• **What to work on**
Please say how many lines in the entries below hold the string "else", with no other words.

• **Task inputs**
PR #262, opened 2022-05-31
Rename _Exit to KExit to avoid conflicts with _Exit from POSIX

fjtrujy:
## Description
We should have a different name for the function [`_Exit`](https://github.com/ps2dev/ps2sdk/blob/master/ee/kernel/include/kernel.h#L343)

We probably put in the past that name because we are wrapping the syscall function by patching some kernel functions.

Then our custom `Exit` function, after doing our things, calls [`_Exit`](https://github.com/ps2dev/ps2sdk/blob/master/ee/kernel/src/exit.c#L64-L70)

However, `_Exit` (together with `_exit` and others) is a "defined [POSIX](https://man7.org/linux/man-pages/man2/exit.2.html) function" 

So, what's the problem then?
Some libraries/apps/developers could call directly to `_Exit` thinking that it is going to be safe, but it isn't, because we expect `Exit` to called instead of `_Exit`.

This is precisely an example is what I have been suffering when porting `SDL2`.
https://github.com/libsdl-org/SDL/blob/main/src/SDL.c#L107

So in order to avoid this issue, I have renamed the `_Exit` function to `KExit`

Thanks

### DIFF
--- a/ee/kernel/Makefile
+++ b/ee/kernel/Makefile
@@ -20,7 +20,7 @@ ifeq ($(KERNEL_NO_PATCHES),1)
 	ISUSPEND_THREAD_SYSCALL = iSuspendThread.o
 	TLB_SYSCALLS =
 else
-	EXEC_SYSCALLS = _Exit.o _LoadExecPS2.o _ExecPS2.o
+	EXEC_SYSCALLS = KExit.o _LoadExecPS2.o _ExecPS2.o
 	EXECOSD_SYSCALL = _ExecOSD.o
 	ALARM_SYSCALLS = _SetAlarm.o SetAlarm.o _ReleaseAlarm.o ReleaseAlarm.o
 	ALARM_INTR_SYSCALLS = _iSetAlarm.o iSetAlarm.o _iReleaseAlarm.o iReleaseAlarm.o
--- a/ee/kernel/include/kernel.h
+++ b/ee/kernel/include/kernel.h
@@ -340,7 +340,7 @@ void iInvalidDCache(void *start, void *end);
 /* System call prototypes */
 void ResetEE(u32 init_bitfield);
 void SetGsCrt(s16 interlace, s16 pal_ntsc, s16 field);
-void _Exit(s32 exit_code) __attribute__((noreturn));
+void KExit(s32 exit_code) __attribute__((noreturn));
 void _LoadExecPS2(const char *filename, s32 num_args, char *args[]) __attribute__((noreturn));
 s32 _ExecPS2(void *entry, void *gp, int num_args, char *args[]);
 void RFU009(u32 arg0, u32 arg1);
--- a/ee/kernel/include/syscallnr.h
+++ b/ee/kernel/include/syscallnr.h
@@ -8,7 +8,7 @@
 
 #define __NR_ResetEE                  1
 #define __NR_SetGsCrt                 2
-#define __NR__Exit                    4
+#define __NR_KExit                    4
 #define __NR_ResumeIntrDispatch       5 // Arbitrarily named
 #define __NR__LoadExecPS2             6
 #define __NR__ExecPS2                 7
--- a/ee/kernel/src/exit.c
+++ b/ee/kernel/src/exit.c
@@ -65,7 +65,7 @@ const char *SetArg(const char *filename, int argc, char *argv[])
 void Exit(s32 exit_code)
 {
     TerminateLibrary();
-    _Exit(exit_code);
+    KExit(exit_code);
 }
 #endif
 
--- a/ee/kernel/src/kernel.S
+++ b/ee/kernel/src/kernel.S
@@ -100,7 +100,7 @@ SYSCALL(SetGsCrt)
 #ifdef KERNEL_NO_PATCHES
 
 #ifdef F_Exit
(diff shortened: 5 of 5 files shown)


uyjulian (approved):
lgtm

fjtrujy:
Additional info:
`newlib` already has a `_Exit` implementation, and we were already using it, however `newlib` by default creates weak references.
https://github.com/ps2dev/newlib/blob/master/newlib/libc/stdlib/_Exit.c

rickgaiser (changes requested):
I understand there's a mess with many exit functions with almost the same name, but I do not see how this change makes the situation any better, besides fixing 1 issue with SDL2.

Current exit functions:
- `_Exit` is the PS2 bios exit function
- `Exit` is the ps2sdk wrapper that calls `TerminateLibrary` first, then `_Exit`
- `exit` is the posix exit function - defined in ps2sdk/ee/libc that calls `_exit`
- `_exit` is the crt0.o exit function that calls `_ps2sdk_libc_deinit` then `Exit`
also in newlib:
- `_Exit` that calls `_exit` <- conflicting with ps2sdk
- `exit` that calls `_exit` <- conflicting with ps2sdk

Functionality:
- when main returns: `_exit` -> `_ps2sdk_libc_deinit` -> `Exit` -> `TerminateLibrary` -> `_Exit `
- when `exit` called: `_exit` -> `_ps2sdk_libc_deinit` -> `Exit` -> `TerminateLibrary` -> `_Exit `

To me this looks like 1 'hook' or 'wrapper' too many. It should be more like:
- `_exit` -> `_ps2sdk_deinit` -> `Exit`

With `_exit` being the crt0 exit (also when main exits), `_ps2sdk_deinit` doing all that's needed to deinit ps2sdk, and fignally `Exit` to the ps2 bios.

> Some libraries/apps/developers could call directly to `_Exit` thinking that it is going to be safe, but it isn't, because we expect `Exit` to called instead of `_Exit`.

These libraries and apps should call the posix `exit` function, instead of the ps2 specific `_Exit`/`_exit`/`Exit`/`KExit`/... function. And we must make sure `exit` works as expected.

**edit**: added newlib functions to the list

fjtrujy:
> Functionality:
> 
> * when main returns: `_exit` -> `_ps2sdk_libc_deinit` -> `Exit` -> `TerminateLibrary` -> `_Exit `
> * when `exit` called: `_exit` -> `_ps2sdk_libc_deinit` -> `Exit` -> `TerminateLibrary` -> `_Exit`

I think that you are partially wrong.

As I said before `_Exit` is a public POSIX function. This `_Exit` function is offered by `newlib` as we saw it [here](https://github.com/ps2dev/newlib/blob/master/newlib/libc/stdlib/_Exit.c).

So these is the list of public POSIX functions:
* [`noreturn void exit(int status);`](https://man7.org/linux/man-pages/man3/exit.3.html) 
* [`noreturn void _exit(int status);`](https://man7.org/linux/man-pages/man2/exit.2.html)
* [`noreturn void _Exit(int status);`](https://man7.org/linux/man-pages/man2/exit.2.html)

How these are the public functions, we can suppose that developers and/or libraries can use them.
In total we have the next scenarios: 

* when main returns: `_exit` -> `_ps2sdk_libc_deinit` -> `Exit` -> `TerminateLibrary` -> `KExit `
* when `exit` called: `exit` -> `_exit` -> `_ps2sdk_libc_deinit` -> `Exit` -> `TerminateLibrary` -> `KExit`
* when `_exit` called: `_exit` -> `_ps2sdk_libc_deinit` -> `Exit` -> `TerminateLibrary` -> `KExit`
* when `_Exit` called: `_Exit` -> `_exit` -> `_ps2sdk_libc_deinit` -> `Exit` -> `TerminateLibrary` -> `KExit`

Conclusion:
- We must rename our `_Exit` to something else, `KExit` for me is a good name, you can suggest a better one, but for sure we can't keep `_Exit` as it is, because it could make libraries to don't work properly.
- We need to remove the custom `exit` implementation from [PS2SDK](https://github.com/ps2dev/ps2sdk/blob/11500fe1dcec03592e71406cbd9d34b39aa52589/ee/libc/src/terminate.c#L24-L29) because we have it already defined in [newlib](https://github.com/ps2dev/newlib/blob/master/newlib/libc/stdlib/exit.c)

fjtrujy:
Additionally `abort` function can be also removed from `PS2SDK` because it is included in `newlib` as well https://github.com/ps2dev/newlib/blob/master/newlib/libc/stdlib/abort.c

So I'm going to remove the whole `abort.c` file

rickgaiser:
> So I'm going to remove the whole terminate.c file

Nice cleanup!

Ok,I don't want to make this a big deal, so lets rename _Exit to KExit as suggested.

Btw, can this also be removed?:
https://github.com/ps2dev/ps2sdk/blob/a322f4867e0ee0a29310b56f793067d584d8fb46/ee/kernel/include/kernel.h#L509-L512

Perhaps also this?:
https://github.com/ps2dev/ps2sdk/blob/a322f4867e0ee0a29310b56f793067d584d8fb46/ee/kernel/include/kernel.h#L514-L518

rickgaiser (approved):

fjtrujy:
Yes these lines can be removed as well, I will remove them.

PR #263, opened 2022-05-31
Fatfs

JoseAaronLopezGarcia:


fjtrujy:
Please provide a full description about what is actually adding this PR

rickgaiser (changes requested):
Code looks good to me, but some small points:
- chmod -x the files
- FF_FS_TINY should probably be 1 (the default) since this driver is not meant for ingame (how much kb is the difference?)

USBMASS_IOCTL_GET_CLUSTER
returns 0 on exFat ?

USBMASS_IOCTL_NUM_FRAGS
returns 0 (tested with exFat), so this can't be correct

USBMASS_IOCTL_CHECK_CHAIN
is based on the same `n_frag`, so here must also be a problem. Change the compare to `n_frag==1` and you'll see the problem.

USBMASS_IOCTL_NEXT_CLUSTER
Does not work with the cluster provided by USBMASS_IOCTL_GET_CLUSTER

Perhaps for now remove all added ioctl's (added for defragmentation support) so we can get a working replacement for the old vfat driver. Then later try adding the defragmentation support in a separate PR.

AKuHAK:
> I don't think we're in a rush to merge this

@JoseAaronLopezGarcia 
So what about removing fragmentation support as for now?

JoseAaronLopezGarcia:
> > I don't think we're in a rush to merge this
> 
> @JoseAaronLopezGarcia So what about removing fragmentation support as for now?

DO I just comment the code or remove it entirely?

JoseAaronLopezGarcia:
Changed the title to WiP as I've been requested by homebrew devs to backport fatfs to the older (pre-BDM) driver for some older apps that use it.

rickgaiser:
If there's apps using the pre-bdm driver (usbhdfsd?) then these apps can be upgraded simply by replacing usbhdfsd, with bdm+usbmass_bd+<filesystemofchoise>. Its like changing 3 lines of code, and the rest is compatible.

Creating a new driver with **copies** of both the FatFs driver AND the usbmass driver is a bad solution.

JoseAaronLopezGarcia:
> If there's apps using the pre-bdm driver (usbhdfsd?) then these apps can be upgraded simply by replacing usbhdfsd, with bdm+usbmass_bd+. Its like changing 3 lines of code, and the rest is compatible.
> 
> Creating a new driver with **copies** of both the FatFs driver AND the usbmass driver is a bad solution.

Alright then I'll just make the old driver with fatfs as a different project. I agree homebrews should change to the new BDM drivers.

rickgaiser:
@JoseAaronLopezGarcia since I'm now making and testing the fragmentation support I think it's best to do that in a separate PR. Becouse the fragmentation support is a new feature that can lead to all sorts of new discussions, plus how do I get my changes in your (this) PR?

Adding FatFs is a great feature of it's own. If you remove the extra ioctl commands then I can squash-merge this PR. Do you also happen to have a PR ready for OPL once this gets merged?

common/include/usbhdfsd-common.h
```diff
@@ -25,7 +25,15 @@
...
-#define USBMASS_IOCTL_CHECK_CHAIN    0x0004
+#define USBMASS_IOCTL_CHECK_CHAIN	 0x0004
+/** Return number of fragments **/
+#define USBMASS_IOCTL_NUM_FRAGS      0x0005
+/** Return first cluster **/
+#define USBMASS_IOCTL_DATA_BASE      0x0006
+/** Return next cluster **/
+#define USBMASS_IOCTL_NEXT_CLUSTER   0x0007
+/** Return cluster size **/
+#define USBMASS_IOCTL_SIZE_CLUSTER   0x0008
```
rickgaiser, line 36: Undo this change.

rickgaiser (changes requested):

common/include/usbhdfsd-common.h
JoseAaronLopezGarcia: Done

rickgaiser (approved):

PR #264, opened 2022-06-04
Kernel lib changes

uyjulian:
More symbols and changes to make it more inline with official software.


sp193:
Did you really find an SDK that checks whether timer 3 is running, before applying the alarm patch?

fjtrujy:
I think that we can split it in 2 different PRs.

uyjulian:
> Did you really find an SDK that checks whether timer 3 is running, before it applies the alarm patch?

Yes, in 3.0.3

PR #265, opened 2022-06-04
[Don't merge] Add timer related functionality

uyjulian:
**Untested** by myself.  

Requested by fjtrujy

### DIFF
--- a/ee/kernel/src/timer.c
+++ b/ee/kernel/src/timer.c
@@ -13,7 +13,1179 @@
  * Some routines to do some timer work
  */
 
-#include <tamtypes.h>
+#include <kernel.h>
+#include <timer.h>
+#include <string.h>
+#include <stdint.h>
+
+#ifdef F_timer_data
+timer_ee_global_struct g_Timer;
+timer_ee_entry_struct g_CounterBuf[128];
+alarm_ee_entry_struct g_AlarmBuf[64];
+alarm_ee_entry_struct *g_pFreeAlarm = NULL;
+#else
+extern timer_ee_global_struct g_Timer;
+extern timer_ee_entry_struct g_CounterBuf[128];
+extern alarm_ee_entry_struct g_AlarmBuf[64];
+extern alarm_ee_entry_struct *g_pFreeAlarm;
+#endif
+
+#ifdef F_SetT2
+s32 SetT2(volatile void *a1, u32 a2)
+{
+	u32 v2;
+	u32 v3;
+	u32 v5;
+
+	__asm__ __volatile__ ("mfc0\t%0, $12" : "=r" (v3));
+	v3 = v3 & 0x10000;
+	if (v3 != 0)
+	{
+		do
+		{
+			DI();
+			EE_SYNCP();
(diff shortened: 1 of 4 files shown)


fjtrujy:
I have tested so far `DelayThread` and it is not working.
Let me try with `SetTimerAlarm`

ee/kernel/src/timer.c
```diff
@@ -13,7 +13,1179 @@
...
+#endif
+
+#ifdef F_InitTimer
+s32 InitTimer(s32 a1)
+{
+	s32 v6;
+	u32 oldintr;
+	u32 v8;
+
+	if (g_Timer.intc_handler >= 0)
```
fjtrujy, line 93: I think that this comparison should be `if (g_Timer.intc_handler > 0)` otherwise the timer won't do the init properly because by default the `g_Timer` is empty

fjtrujy: Or the initial value of `g_Timer` is wrong defined

davidgfnet:
I'd be against merging this for several reasons:
 - It is a C version of some ASM code, as variable names suggest (and inline asm)
 - Variables that came from .data section are not... initialized properly, for instance g_Timer
 - It obviously doesn't work (since initial state is bad)
 - Is this really needed?
 - Other reasons probably copyright related :)

davidgfnet:
Don't get me wrong this is very useful, but perhaps could do better in a place like ps2tek.
I'm working on a similar thing for the SDK and i'm checking on this to have an idea on how some stuff works.
Thanks!

AKuHAK:
@davidgfnet do you plan to contribute into ps2sdk?

uyjulian:
> I'd be against merging this for several reasons:
> 
> * It is a C version of some ASM code, as variable names suggest (and inline asm)
Most of the code in ps2sdk is already reverse engineered from asm, so I don't see a problem with this.
> * Variables that came from .data section are not... initialized properly, for instance g_Timer
I plan to fix it later
> * It obviously doesn't work (since initial state is bad)
I plan to fix it later
> * Is this really needed?
Yes, mainly for `DelayThread`, a more accurate `nanosleep` implementation that doesn't rely on busyloops, and also for a future implementation of `libipu` which depends on this.
> * Other reasons probably copyright related :)
If this code has a problem, then all of the RE'd code in ps2sdk already has a problem.

davidgfnet:
Oh I see, thanks for your comments! And sorry, re-reading my comments I sounded very harsh, didnt inted to!
Yeah indeed, was already working on something similar (since fjtrujy is working on a new SDL2 port and we came across the same sleep() issue you guys mention). I created PR #266 which might require some review and fixing, since I'm not an expert in how the SDK works (and the library organization).
It implements a similar mechanism using the TIM2 timer. For clock calculations it uses ps2_clock, which uses TIM0/1 clock as a stable time source.
Let me know what you think!
Also, while doing this I found a small (but potentially important) issue with ps2_clock, I will send a fix for it.

fjtrujy:
@uyjulian I think that we can close already this PR, thank you very much because it was really useful for have it as reference

uyjulian:
Yes

PR #269, opened 2022-06-07
Add specific Kernel function for getting SystemTime

### LINKED ISSUE #267: `ps2_clock` is not always increasing
Having the following test:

• **Result of this task**
3